A line belongs in the answer only if it contains the word "epInfo"; copy every such line from the listing below.

=== Begin Enclosure ===

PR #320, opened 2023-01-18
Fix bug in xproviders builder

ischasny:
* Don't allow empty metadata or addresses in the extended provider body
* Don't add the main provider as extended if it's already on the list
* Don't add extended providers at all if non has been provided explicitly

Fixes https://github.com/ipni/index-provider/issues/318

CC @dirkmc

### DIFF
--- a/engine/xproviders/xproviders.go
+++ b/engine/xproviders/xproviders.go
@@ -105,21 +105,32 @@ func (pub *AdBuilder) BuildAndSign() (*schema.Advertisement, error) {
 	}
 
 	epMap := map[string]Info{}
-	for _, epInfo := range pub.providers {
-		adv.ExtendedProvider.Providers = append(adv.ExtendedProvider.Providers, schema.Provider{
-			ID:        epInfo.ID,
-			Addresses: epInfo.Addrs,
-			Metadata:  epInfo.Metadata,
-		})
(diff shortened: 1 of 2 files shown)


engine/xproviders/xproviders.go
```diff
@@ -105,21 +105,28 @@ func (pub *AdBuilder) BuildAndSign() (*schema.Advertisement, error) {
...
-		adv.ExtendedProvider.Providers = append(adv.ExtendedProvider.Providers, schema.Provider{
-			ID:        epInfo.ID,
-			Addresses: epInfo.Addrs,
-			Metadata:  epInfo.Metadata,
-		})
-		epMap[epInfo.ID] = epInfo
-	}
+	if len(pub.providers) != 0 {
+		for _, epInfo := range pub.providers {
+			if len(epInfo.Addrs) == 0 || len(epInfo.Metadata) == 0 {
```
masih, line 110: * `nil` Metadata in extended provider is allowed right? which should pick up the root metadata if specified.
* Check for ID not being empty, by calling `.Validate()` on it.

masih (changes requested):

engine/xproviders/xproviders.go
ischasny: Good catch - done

=== End Enclosure ===
=== Begin Enclosure ===

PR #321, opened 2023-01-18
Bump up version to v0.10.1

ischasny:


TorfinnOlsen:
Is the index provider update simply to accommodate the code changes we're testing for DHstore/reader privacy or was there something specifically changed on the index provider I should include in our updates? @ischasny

=== End Enclosure ===

WRITTEN REPLY ::
-	for _, epInfo := range pub.providers {
-			ID:        epInfo.ID,
-			Addresses: epInfo.Addrs,
-			Metadata:  epInfo.Metadata,
-			ID:        epInfo.ID,
-			Addresses: epInfo.Addrs,
-			Metadata:  epInfo.Metadata,
-		epMap[epInfo.ID] = epInfo
+		for _, epInfo := range pub.providers {
+			if len(epInfo.Addrs) == 0 || len(epInfo.Metadata) == 0 {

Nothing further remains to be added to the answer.